A reasonable description (with sample code) is available on Wikipedia.

The Boyer-Moore algorithm requires that both the corpus and the pattern be represented with random-access iterators, and that both iterator types "point to" the same type (or at least decay<typename iterator_traits<Iterator1>::value_type>::type and decay<typename iterator_traits<Iterator2>::value_type>::type are the same).

Calls to be added to the standard library

    template <typename Iterator, typename Searcher>
    Iterator search ( Iterator first, Iterator last, Searcher &&searcher );

    template <typename Iterator>
    _unspecified_ make_searcher ( Iterator first, Iterator last );

    template <typename Iterator, typename Pred>
    _unspecified_ make_searcher ( Iterator first, Iterator last, Pred p );

    template <typename RandomAccessIterator>
    _unspecified_ make_boyer_moore_searcher ( RandomAccessIterator first, RandomAccessIterator last );

    template <typename Iterator>
    _unspecified_ make_boyer_moore_horspool_searcher ( RandomAccessIterator first, RandomAccessIterator last );

Example usage

    // existing code
    iter = search ( corpus_first, corpus_last, pattern_first, pattern_last );

    // same code, new interface
    iter = search ( corpus_first, corpus_last, make_searcher ( pattern_first, pattern_last ));

    // same code, different algorithm
    iter = search ( corpus_first, corpus_last, make_boyer_moore_searcher ( pattern_first, pattern_last ));

Performance

Using the new interface with the existing search algorithms should fulfill all the performance guarantees for the current interface of std::search. No additional comparisons are necessary. However, the creation of the search object may add some additional overhead. Different algorithms will have different amounts of overhead to create the search object. The default_search objects, for example, should be cheap to create - they will typically be a pair of iterators. The Boyer-Moore search object, on the other hand, will contain a pair of tables, and require a significant amount of computation to create.

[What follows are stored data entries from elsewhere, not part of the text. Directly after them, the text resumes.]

Issue #479, opened 2019-04-23
Add Entry "type" field


Pomax:
Based on https://github.com/mozilla/network-pulse/issues/1030: add a new field called `entry_type` to the Entry model, and update the get/post routes for entries to check for that value in preparation of adding model serializers that "fit" each of the entry types defined in our [table of entry types](https://docs.google.com/document/d/1LITsvpTJaafsyGuVrNeE27Sz_XY1Ase2D8IWCmu7dLk/edit?ts=5cadf65b#heading=h.p4wvs4fhqwpl)

gideonthomas:
@Pomax one other piece that would need to be done is how these entry types show up in the admin since the admin interface doesn't use our drf serializers. Probably should be a separate ticket?

Pomax:
pretty sure that as a charfield with a choice list, it'll just show up as a string in the admin interface?

Pomax:
![image](https://user-images.githubusercontent.com/177243/56612945-714a3a80-65ca-11e9-8009-bf43bdf4287b.png)

Pomax:
![image](https://user-images.githubusercontent.com/177243/56612970-7909df00-65ca-11e9-88cc-b7abe51c3fc3.png)

gideonthomas:
I would imagine that we don't want to show certain fields in the admin based on your choice of entry types? For e.g. I don't think we would want to show get involved or image for the session entry type in the admin? That might be a nice to have, but just thinking about other users of the admin who might be confused by which fields need to be filled out.

Pomax:
Yeah that feels like a nice to have rather than a hard requirement: ideally the admin would switch what it shows "on the fly" simply by you picking a diffferent entry type, and that is "a lot of work(tm)" to make happen because now we're talking a full entry payload but JS hiding/revealing based on a python serializer... that gets really complex really fast.

gideonthomas:
Ah, yeah I was thinking more of just a JS show/hide solution without worrying about the payload; at least that's how I did it before.

But yeah makes sense - def a nice to have.

Pomax:
filed it to make sure we don't lose that thought, though!

PR #483, opened 2019-04-23
add entry_type to Entry model

Pomax:
closes https://github.com/mozilla/network-pulse-api/issues/479 by adding an `entry_type` field for picking an appropriate serializer for any entry.

In the absence of an explicit type, this field defaults to `entry_type = "base"`


pulseapi/entries/models.py
```diff
@@ -73,8 +73,22 @@ class Entry(models.Model):
     """
     A pulse entry
     """
+    ENTRY_TYPES = (
+        ('base','base'),
```
gideonthomas: need spaces between tuple elements (this will also make travis pass)

Pomax: Ah, flake8...

In cases like these, feel free to use the "suggestion" feature for comments, and I'll just hit that "accept suggestion" button - that way you don't end up working on the PR, but code changes can still be effected without anyone having to go in and edit files.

In my tests, on medium sized search patterns (about 100 entries), the Boyer-Moore and Boyer-Moore-Horspool were about 8-10x faster than std::search. For longer patterns, the advantage increases. For short patterns, they may actually be slower.

Test timings

These results were run on a MacBookPro (i5) computer, compiled with clang 3.2 -O3, and compared against libc++. The corpus was about 2.8MB of base64-encoded text. All timings are normalized against std::search.

The titles of the test indicate where the pattern is located in the corpus being searched; "At Start", etc. "Not found" is the case where the pattern does not exist in the corpus, i.e, the search will fail.

AlgorithmAt StartMiddleAt EndNot Found
Pattern Length1191054391
std::search100.0100.0100.0100.0
default search107.192.79104.6107
Boyer-Moore110.714.3423.1412.86
Boyer-Moore Horspool82.1411.820.0410.41

Sample Implementation

An implementation of this proposal, available under the Boost Software License can be found on GitHub.